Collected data
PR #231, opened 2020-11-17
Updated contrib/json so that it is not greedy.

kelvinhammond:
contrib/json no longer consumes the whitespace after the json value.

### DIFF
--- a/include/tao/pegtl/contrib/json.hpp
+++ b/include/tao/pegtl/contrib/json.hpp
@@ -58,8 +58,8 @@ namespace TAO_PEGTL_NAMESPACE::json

Task brief
From the line containing "--- a/include/tao/pegtl/contrib/json.hpp" to the final line of the data above, transcribe every line exactly and nothing more.

Reply
--- a/include/tao/pegtl/contrib/json.hpp
+++ b/include/tao/pegtl/contrib/json.hpp
@@ -58,8 +58,8 @@ namespace TAO_PEGTL_NAMESPACE::json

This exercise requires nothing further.